Después de lavarse sumariamente y de lamentar no disponer de más tiempo para segar la abundante barba que ya le cubría las mejillas,
El Coyote
reunió parte de su impedimenta y la cargó sobre el caballo, dejando sólo en el campamento la manta y las botas, que no podían servirle de mucho en aquellos difíciles caminos.
—Si mis sospechas se confirman, estarás bien —le dijo a su caballo—; pero si me he engañado vas a pasar un día muy malo.
La intención del
Coyote
era escalar el Trono, con la esperanza de que en su lisa cumbre encontraría un depósito natural de agua de lluvia o alguna fuente. Aquel punto desde el que se dominaba el valle y que por su parte no era dominado por ninguna altura, podría ofrecer un excelente refugio para el caballo y para su amo; pero en los planes del
Coyote
no entraba el aislarse en aquella fortaleza natural donde si bien nadie podría atacarle con éxito, también le aislaría de tal forma que él no podría realizar la misión que se había asignado.
Al cabo de una hora de penosa ascensión por un camino que, si por una parte resultaba extraordinariamente bien trazado, por otra era tan empinado y lleno de maleza, que la labor que muchos años antes debieron de realizar los indios que habitaron el extraño cañón estaba casi anulada,
El Coyote
, que se había despojado del antifaz, llegó a la meseta que formaba la cumbre del Trono.

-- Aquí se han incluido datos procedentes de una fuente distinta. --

PR #1130, opened 2017-03-28
HTML Reporter: Display todo tests on hidepassed

### LINKED ISSUE #1125: Pending QUnit.todo tests should be listed with "hide passed" checked.
I started experimenting with the new (to me at least) `QUnit.todo` feature that exists in qunitjs@2.2.1, and I really like it! Thank you all for working so hard to implement it.

I noticed a few things that stuck out to me while using todo's, and I would like to submit a PR to fix but would like guidance on the best approach before beginning.

In the default HTML reporter tests ran as `QUnit.todo`'s get a visual indication to the left of the test, saying `[todo]`:

todo screenshot

The mental model that I have when using `QUnit.todo` is that I am quickly putting down tests (often TDD where the test is written before the implementation even exists), and then once I have the tests written I am focusing on making them pass.  In a large test suite, these `[todo]` entries are difficult to find when skimming the list. Unlike skipped tests (which are also technically not failures) which are still displayed when "Hide Passed" is checked, these todo tests do not show up when the "Hide Passed" checkbox is checked.

**tldr;** I would like to have `QUnit.todo` tests not be hidden by "Hide Passed", and instead display them (similar to skipped tests) with an alternate color or other visual treatment in the test list.

trentmwillis:
Closes #1125

### DIFF
--- a/src/qunit.css
+++ b/src/qunit.css
@@ -236,7 +236,7 @@
 }
 
 #qunit-tests.hidepass li.running,
-#qunit-tests.hidepass li.pass {
+#qunit-tests.hidepass li.pass:not(.todo) {
 	visibility: hidden;
 	position: absolute;
 	width:   0;
--- a/reporter/html.js
+++ b/reporter/html.js
@@ -887,6 +887,7 @@ QUnit.testDone( function( details ) {
 			const todoLabel = document.createElement( "em" );
 			todoLabel.className = "qunit-todo-label";
 			todoLabel.innerHTML = "todo";
+			testItem.className += " todo";
 			testItem.insertBefore( todoLabel, testTitle );
 		}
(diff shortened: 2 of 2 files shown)


src/qunit.css
```diff
@@ -236,7 +236,7 @@
 }
 
 #qunit-tests.hidepass li.running,
-#qunit-tests.hidepass li.pass {
+#qunit-tests.hidepass li.pass:not(.todo) {
```
leobalter: it works on IE9!

Krinkle:
This somewhat relates to https://github.com/qunitjs/qunit/issues/1208 where we choose not to hide skipped tests. No problem either way, I'm just noting it here for future reference.

PR #1136, opened 2017-03-31
Docs: Remove baseurl as github is inserting an automatic value

leobalter:


leobalter:
I'm sorry for jumping the trigger here. This fixes several references to load styles and links.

Con la mirada recorrió la lisa superficie de la cumbre, y no tardó en descubrir que sus esperanzas habían sido bien fundadas. Al pie de un picacho que se elevaba en el centro de la cima y que no era visible desde abajo, abríase un gran depósito circular, labrado sin duda por manos humanas y en el cual se veía una gran cantidad de agua purísima.
El Coyote
calculó que había allí más de medio millón de litros de agua potable, y como por una parte se llegaba al nivel del agua por una ligera rampa, era fácil para el caballo bajar a abrevarse en el depósito.

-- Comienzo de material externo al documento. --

PR #1138, opened 2017-03-31
Core: Fix test instance memory leak

### LINKED ISSUE #1137: Memory leak caused by retaining test instances

* **QUnit version**: 2.3.0
* **What environment are you running QUnit in? (e.g., browser, Node)**: Browser
* **How are you running QUnit? (e.g., script, testem, Grunt)**: Ember-CLI

The `testEnvironment` should not be retained after a test run completes. If consumers set properties on the `testEnvironment` and it is retained, then the test suite will have memory leaks.

## What actually happened?

The `testEnvironment` is getting retained due to a reference from the new js-reporters implementation. Specifically, [this line is problematic](https://github.com/qunitjs/qunit/blob/14e2bb927c0833ff2d727da097bede4294998817/src/reports/test.js#L14).

screen shot 2017-03-31 at 1 31 05 pm

trentmwillis:
Fixes #1137.

### DIFF
--- a/src/reports/suite.js
+++ b/src/reports/suite.js
@@ -57,7 +57,7 @@ export default class SuiteReport {
 
 	getTestCounts( counts = { passed: 0, failed: 0, skipped: 0, todo: 0, total: 0 } ) {
 		counts = this.tests.reduce( ( counts, test ) => {
-			if ( test.isValid() ) {
+			if ( test.valid ) {
 				counts[ test.getStatus() ]++;
 				counts.total++;
 			}
--- a/src/reports/test.js
+++ b/src/reports/test.js
@@ -11,16 +11,12 @@ export default class TestReport {
 		this.skipped = !!options.skip;
 		this.todo = !!options.todo;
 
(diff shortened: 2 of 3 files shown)


trentmwillis:
Unfortunately, I don't believe there is any sort of automated check we could perform. In general, checking for a memory leak in JS requires having a reference to the potential leak, but if you have a reference then it won't be garbage collected, thus making it impossible to tell if it would have leaked or not.

platinumazure:
@trentmwillis Is that so even with `WeakSet` or `WeakMap` available?

trentmwillis:
@platinumazure yes, since there is no way to enumerate the items in a `WeakSet` or `WeakMap`, you have to hold onto a reference of the thing you'd like to check, in which case it won't get garbage collected.

Theoretically, if a `WeakMap` was implemented such that the keys and values were weakly held independent of each other, then you could use the V8 flag to allow you to force `gc()` and then check using a known `key` if the value is still defined. But last time I tried this, it did not work.

PR #1141, opened 2017-04-04
Core: Slim assertions after reporting them

trentmwillis:
After assertions have been logged via the `assertion` and `testEnd` events, we should remove the `actual` and `expected` values from them in order to avoid memory leaks.

For instance, if you do `assert.strictEqual(foo, bar);` then both `foo` and `bar` will be retained forever unless we release `actual` and `expected` from memory at some point. I think that information is useful during reporting for the individual test, but after that point it is non-essential.


src/reports/test.js
```diff
@@ -75,4 +75,14 @@ export default class TestReport {
 	getAssertions() {
 		return this.assertions.slice();
 	}
+
+	// Remove actual and expected values from assertions. This is to prevent
+	// leaking memory throughout a test suite.
+	slimAssertions() {
+		this.assertions = this.assertions.map( assertion => {
```
platinumazure: I think using `this.assertions.forEach` makes more sense, since we're not mutating either the referenced array of assertions nor any object references within the array.

I'd love to see a test as well, if at all possible (maybe check the assertion reports at end of module?).

src/test.js
```diff
@@ -258,6 +258,7 @@ Test.prototype = {
 		}
 
 		emit( "testEnd", this.testReport.end( true ) );
+		this.testReport.slimAssertions();
```
platinumazure: Seems a bit weird to me that the `testEnd` event gets the full assertions, but the `testDone` logging callback does not. Can you explain your reasoning here?

trentmwillis: They're unrelated. The assertion objects used by the new js-reporters events are not the same as the ones used for the old callbacks.

platinumazure: A comment to that effect (or at least a line break between the js-reporters-related and the old callback code) would make that much more clear. :smile:

src/reports/test.js
trentmwillis: I personally prefer re-assignment even if it is doing the same thing as it makes it explicit that mutation occurs during the loop.

As for a test, sounds like a good idea. I'll look into it.

trentmwillis:
@platinumazure updated with revamped/more tests

PR #1142, opened 2017-04-05
All: Enable ESLint indent rule (zero-tab indent for outer IIFE bodies)

platinumazure:
This enables the ESLint "indent" rule.

There are some limitations of this rule which would force us to deviate from the jQuery style guide, especially around full file closures (whether IIFEs or factory functions). This PR chooses to have pure IIFEs be indented 0 tabs, which is closer to the style guide but results in inconsistencies between pure IIFEs and factory functions.

PR #1143 is the one-tab IIFE version.


platinumazure:
Closing since we seem to favor #1143.

PR #1143, opened 2017-04-05
All: Enable ESLint indent rule (one-tab indent for outer IIFE bodies)

platinumazure:
This enables the ESLint "indent" rule.

There are some limitations of this rule which would force us to deviate from the jQuery style guide, especially around full file closures (whether IIFEs or factory functions). This PR chooses to have pure IIFEs be indented 1 tab, which is further from the style guide but results in consistent indentation between pure IIFEs and factory functions.

PR #1142 is the zero-tab IIFE version.

### DIFF
--- a/.eslintrc.json
+++ b/.eslintrc.json
@@ -10,6 +10,14 @@
         "arrow-spacing": ["error", { "before": true, "after": true }],
         "brace-style": ["error", "1tbs", { "allowSingleLine": true }],
         "constructor-super": "error",
+        "indent": ["error", "tab", {
+                "CallExpression": {
+                        "arguments": 1
+                },
+		"MemberExpression": 1,
+		"SwitchCase": 0,
+		"outerIIFEBody": 1
+        }],
         "no-const-assign": "error",
         "no-dupe-class-members": "error",
         "no-duplicate-imports": "error",
--- a/Gruntfile.js
+++ b/Gruntfile.js
@@ -9,236 +9,245 @@ var reportDir = "build/report";
 module.exports = function( grunt ) {
 
 // Load grunt tasks from NPM packages
-require( "load-grunt-tasks" )( grunt );
+	require( "load-grunt-tasks" )( grunt );
 
-function process( code ) {
-	return code
+	function process( code ) {
+		return code
 
 		// Embed version
-		.replace( /@VERSION/g, grunt.config( "pkg" ).version )
+			.replace( /@VERSION/g, grunt.config( "pkg" ).version )
 
 		// Embed date (yyyy-mm-ddThh:mmZ)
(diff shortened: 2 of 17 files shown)


.eslintrc.json
```diff
@@ -10,6 +10,14 @@
         "arrow-spacing": ["error", { "before": true, "after": true }],
         "brace-style": ["error", "1tbs", { "allowSingleLine": true }],
         "constructor-super": "error",
+        "indent": ["error", "tab", {
```
trentmwillis: In what ways does this deviate from the "normal" indent rule? Or, why do we need the complicated object config?

platinumazure: CallExpression indenting isn't on by default. Setting it as I have done forces arguments to function calls on subsequent lines to be indented one tab.

```js
QUnit.on(
    "event", // <-- poor man's tab
    doSomething);
```

MemberExpression does a similar thing with property accesses and would also be off by default:

```js
return myString
    .replace("foo", "bar")
    .replace("baz", "quux");
```

SwitchCase enforces this style of case statements (it's set same as default, but since it was called out in the style guide I thought it was good to include in case the default changes upstream):

```js
switch (x) {
case "foo":
    return true;
case "bar":
    return false;
```

And outerIIFEBody is for full file closures... at least, those that are actually pure IIFEs. Setting it to 1 means basically all function declarations/expressions/IIFEs require 1 tab indent of statements in the body.

.eslintrc.json
```diff
@@ -10,6 +10,14 @@
...
+                "CallExpression": {
+                        "arguments": 1
+                },
+		"MemberExpression": 1,
+                "SwitchCase": 0,
+                "outerIIFEBody": 1
```
platinumazure: Blast, these two lines need to be tabified.

.eslintrc.json
trentmwillis: Great explanation! Thank you, seems good to me then!

.eslintrc.json
trentmwillis: 😆 the irony

trentmwillis:
@platinumazure after a rebase and fixing the whitespace issue called out above, I'm :+1: to land this unless anyone else from @qunitjs/qunit-team disagrees with this approach.

platinumazure:
@trentmwillis Issues fixed and branch is rebased, please review at your convenience.

One thing I'll note: ESLint 3.x's indent rule (i.e., what I've configured) doesn't auto-fix comments correctly so they might not be aligned. When ESLint 4.0 comes out, the indent rule is rewritten to be a lot smarter and will handle comments correctly. I mention this because, if you're okay with the comments being a little off for now, the 4.0 indent rule will auto-fix them in one go. Or, if getting the comments correctly aligned is super important, feel free to request changes when reviewing. Thanks!

platinumazure:
Thanks for merging!

PR #1146, opened 2017-04-06
Assert: Throw if async callback invoked after test finishes

trentmwillis:
Fixes https://github.com/qunitjs/qunit/issues/1019.

### DIFF
--- a/test/main/async.js
+++ b/test/main/async.js
@@ -173,6 +173,20 @@ QUnit.test( "fails if callback is called more than callback call count", functio
 	done();
 } );
 
+( function() {
+	var previousTestDone;
+
+	QUnit.test( "errors if callback is called after test - part 1", function( assert ) {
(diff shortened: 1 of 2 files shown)


test/main/async.js
```diff
@@ -173,6 +175,17 @@ QUnit.test( "fails if callback is called more than callback call count", functio
...
+	assert.expect( 0 );
+	globalDone = assert.async();
+	globalDone();
+} );
+
+QUnit.test( "errors if callback is called after test - part 2", function( assert ) {
+	assert.throws( globalDone, /assert.async callback called after test finished./ );
+	globalDone = null;
+} );
+
```
platinumazure: There's a small part of me that wonders if we should just have a nested module to allow for a smaller scope of closure, but this looks fine as is.

trentmwillis:
@platinumazure updated with your comment

PR #1147, opened 2017-04-06
Core: Ensure assertions occur while test is running

trentmwillis:
Based on discussion in https://github.com/qunitjs/qunit/issues/1145#issuecomment-292290443, I investigated if we properly erred when asserting outside the active test, and it turns out we do not. This fixes that and adds a test.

Dejando allá al caballo y descargándolo de su impedimenta, el hombre reemprendió el descenso; pero cuando llegó al punto donde la enorme torre rocosa se elevaba recta hacia el cielo, partiendo de una base de laderas suaves, una mirada casual que dirigió hacia unos montículos cercanos, le hizo ver un destello de luz que se reflejaba en el cañón de un rifle. Hacia la izquierda vio, al mismo tiempo, moverse un sombrero de ala ancha.
—Han adivinado mis intenciones —refunfuñó
El Coyote
—. El rifle debe de estar a quinientos metros; pero las distancias entre montaña y montículos son engañosas y puede que esté más cerca. Ése del sombrero sube para situarse en un punto desde el cual poderme acribillar a balazos; pero eso quiere decir que aún no me han visto bajar. En cuanto me descubran empezarán a crearme obstáculos.

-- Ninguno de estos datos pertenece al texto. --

PR #1148, opened 2017-04-06
Assert: Allow assertions after async

trentmwillis:
~~Implements the feature discussed in https://github.com/qunitjs/qunit/issues/1145.~~

Allow assertions after the `assert.async()` callback is invoked. As discussed in https://github.com/qunitjs/qunit/issues/1145.

### DIFF
--- a/docs/assert/async.md
+++ b/docs/assert/async.md
@@ -17,7 +17,7 @@ Instruct QUnit to wait for an asynchronous operation.
 
 ### Description
 
-The callback returned from `assert.async()` will throw an Error if it is invoked more than once (or more often than the accepted call count, if provided).
+`assert.async()` returns a callback function and pauses test processing until the callback function is invoked the specified number of times. The callback will throw an `Error` if it is invoked more often than the accepted call count.
 
 This replaces functionality previously provided by [`QUnit.stop()`](/QUnit/stop) and [`QUnit.start()`](/QUnit/start).
 
--- a/src/assert.js
+++ b/src/assert.js
@@ -52,7 +52,6 @@ class Assert {
 			acceptCallCount = 1;
 		}
 
-		test.usedAsync = true;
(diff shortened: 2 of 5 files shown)


src/assert.js
```diff
@@ -52,7 +52,11 @@ class Assert {
 			acceptCallCount = 1;
 		}
 
-		test.usedAsync = true;
+		// If we have already used async, we don't want to set this
+		if ( !test.usedAsync ) {
+			test.usedAsync = !allowAssertionsAfter;
```
platinumazure: Should the `usedAsync` property be renamed, if we are now using it to determine if an error should be thrown for asserting (or resolving async) too late?

docs/assert/async.md
```diff
@@ -7,17 +7,20 @@ categories:
...
 
-## `async( [ acceptCallCount = 1 ] )`
+## `async( [ acceptCallCount = 1, allowAssertionsAfter = false ] )`
 
 Instruct QUnit to wait for an asynchronous operation.
 
 | name | description |
 |------|-------------|
 | `acceptCallCount` (Number) | Number of expected callbacks before the test is done. Defaults to `1`. |
+| `allowAssertionsAfter` (Boolean) | Whether to allow assertions after the returned callback is invoked. |
```
platinumazure: Just throwing this out there for consideration: If we expect more options later, should we just have an options object (which would support just the one key of `allowAssertionsAfter` for now)?

trentmwillis:
@platinumazure updated to always allow assertions after `done()`. Based on [the comment](https://github.com/qunitjs/qunit/issues/1145#issuecomment-292315734) from @Krinkle, which I agree with.

leobalter:
In a future we should rename the conventionally `done()` to `go()` because that's what we are doing and I like it.

PR #1401, opened 2019-06-27
Core: Defer getting the test source until we need it

misterbyrne:
We have a very large test suite (11K tests) and I noticed that a lot of time was spent generating stack traces when defining the tests on loading the page. This PR still captures the source of the stack trace, but defers generating the stack trace itself until we need it.

For our test suite, this reduced the time spent in the `QUnit.test` function by about 2 seconds, which makes a big difference to the developer feedback loop.

### DIFF
--- a/src/test.js
+++ b/src/test.js
@@ -34,9 +34,9 @@ export default function Test( settings ) {
 	this.assertions = [];
 	this.semaphore = 0;
 	this.module = config.currentModule;
-	this.stack = sourceFromStacktrace( 3 );
 	this.steps = [];
 	this.timeout = undefined;
+	this.errorForStack = new Error();
 
 	// If a module is skipped, all its tests and the tests of the child suites
 	// should be treated as skipped even if they are defined as `only` or `todo`.
@@ -112,6 +112,12 @@ function getNotStartedModules( startModule ) {
 }
 
 Test.prototype = {
+
+	// generating a stack trace can be expensive, so using a getter defers this until we need it
+	get stack() {
+		return extractStacktrace( this.errorForStack, 2 );
+	},
+
 	before: function() {
 		var module = this.module,
 			notStartedModules = getNotStartedModules( module );
@@ -318,6 +324,7 @@ Test.prototype = {
 		// avoid leaking it. It is not used by the legacy testDone callbacks.
 		emit( "testEnd", this.testReport.end( true ) );
 		this.testReport.slimAssertions();
+		const test = this;
 
 		return runLoggingCallbacks( "testDone", {
 			name: testName,
@@ -334,7 +341,8 @@ Test.prototype = {
 			testId: this.testId,
 
 			// Source of Test
-			source: this.stack
+			// generating stack trace is expensive, so using a getter will help defer this until we need it
+			get source() { return test.stack; }
 		} ).then( function() {
 			if ( module.testsRun === numberOfTests( module ) ) {
 				const completedModules = [ module ];


src/test.js
```diff
@@ -34,10 +34,15 @@ export default function Test( settings ) {
 	this.assertions = [];
 	this.semaphore = 0;
 	this.module = config.currentModule;
-	this.stack = sourceFromStacktrace( 3 );
 	this.steps = [];
 	this.timeout = undefined;
 
+	// evaluating error.stack can be expensive, so we should defer this if possible
+	var errorForStack = new Error();
+	this.getStack = function() {
```
rwjblue: Have you considered using a getter here instead of adding a `.getStack()` method?

```js
// here
this._error = new Error();
this._stack = null;

// lower in the class body
get stack () {
  if (this._stack) { return this._stack; }

  return this._stack = extractStacktrace( errorForStack, 2 );
}
```

This would have the benefit of not actually changing the expected shape/api of the `Test` instance. Not sure we _really_ care about preserving the API, but it seems vaguely easier...

src/test.js
```diff
@@ -334,7 +339,7 @@ Test.prototype = {
 			testId: this.testId,
 
 			// Source of Test
-			source: this.stack
+			source: this.getStack()
```
rwjblue: Hmm, do we need the source of the test here? Seems like this particular usage of the stack is not conditional and would ultimately force all tests to generate the stack even if it were unused.

Thoughts on:

```js
return runLoggingCallbacks('testDone', {
  //...snip...
  get source() { return this.getStack(); }
});
```

That way if the source _wasn't_ used by the logging callbacks, the stack would never have to be reified...

stefanpenner:
This works in chrome, does this work in safari/firefox as well?

src/test.js
scalvert: 👍 to this suggestion. This is how we've handled deferring stack prop access in other projects.

stefanpenner:
Good idea!

src/test.js
misterbyrne: That’s what I first thought of but I figured this was more compatible with old skool browsers. If that’s not an issue (because there’s some minimum version requirement or some compilation step that sorts this out) then it makes sense to implement this as a getter. Happy to take direction here.

rwjblue: We do transpile with Babel, but QUnit also [currently supports](https://qunitjs.com/) the browsers [supported by jQuery 3.x](https://jquery.com/browser-support/), the oldest of which is IE9. 

[IE9 supports defining getters](https://developer.mozilla.org/en-US/docs/Web/JavaScript/Reference/Functions/get#Browser_compatibility).

misterbyrne:
Thanks! I've changed it to use a getter - much cleaner 😄

rwjblue:
Looks awesome, thank you @misterbyrne!

src/test.js
```diff
@@ -334,7 +341,8 @@ Test.prototype = {
 			testId: this.testId,
 
 			// Source of Test
-			source: this.stack
+			// generating stack trace is expensive, so using a getter will help defer this until we need it
+			get source() { return test.stack; }
```
misterbyrne: I was incorrectly using `this` before. Anyway, should be passing now (and I've probably invalidated your approval with that last push 😬).

misterbyrne:
👋Anything else I need to do here?

misterbyrne:
Yes is seems to be tested, although indirectly (in the `reporter-html` test.

I changed the `stack` getter to always return a static string to see what tests would fail, and this one did:

https://github.com/qunitjs/qunit/blob/cc1fdb62423cddbf77d51b5bf33dd47126a82d94/test/reporter-html/reporter-html.js#L146

patocallaghan:
@platinumazure Any idea when this will merged and released?

patocallaghan:
@rwjblue @scalvert @stefanpenner any chance we could get this change merged? it would make a big difference to the reload time of our test suite.

platinumazure:
I'd like at least one more review from a team member before merging. To that end, I have request reviews from two other team members (I'll be happy to merge with just one more).

I apologize for the lengthy delay in merging this.

ro0gr:
Awesome! This has sped up our test suite on page reload even with ~1k tests 🚀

Ocultándose tras unas matas de salvia, siguió con la mirada el camino que podía seguir el del sombrero, y comprendió que si llegaba a una formación de grandes rocas estaría en condiciones de impedirle regresar a la cumbre, bajar al valle o, siquiera, permanecer allí.
—Lo siento, porque no me gusta disparar sobre nadie sin darle la oportunidad de defenderse —suspiró
El Coyote
.
Colocándose de forma que el dueño del rifle no pudiera localizarle por el humo del disparo, el californiano levantó su rifle y apuntó cuidadosamente. La distancia que le separaba del hombre del sombrero era casi el límite del alcance del arma; no obstante decidió probar fortuna y apuntando cuidadosamente, aprovechando que el del sombrero se había tenido que detener para escalar con más facilidad las rocas, apretó suavemente el gatillo.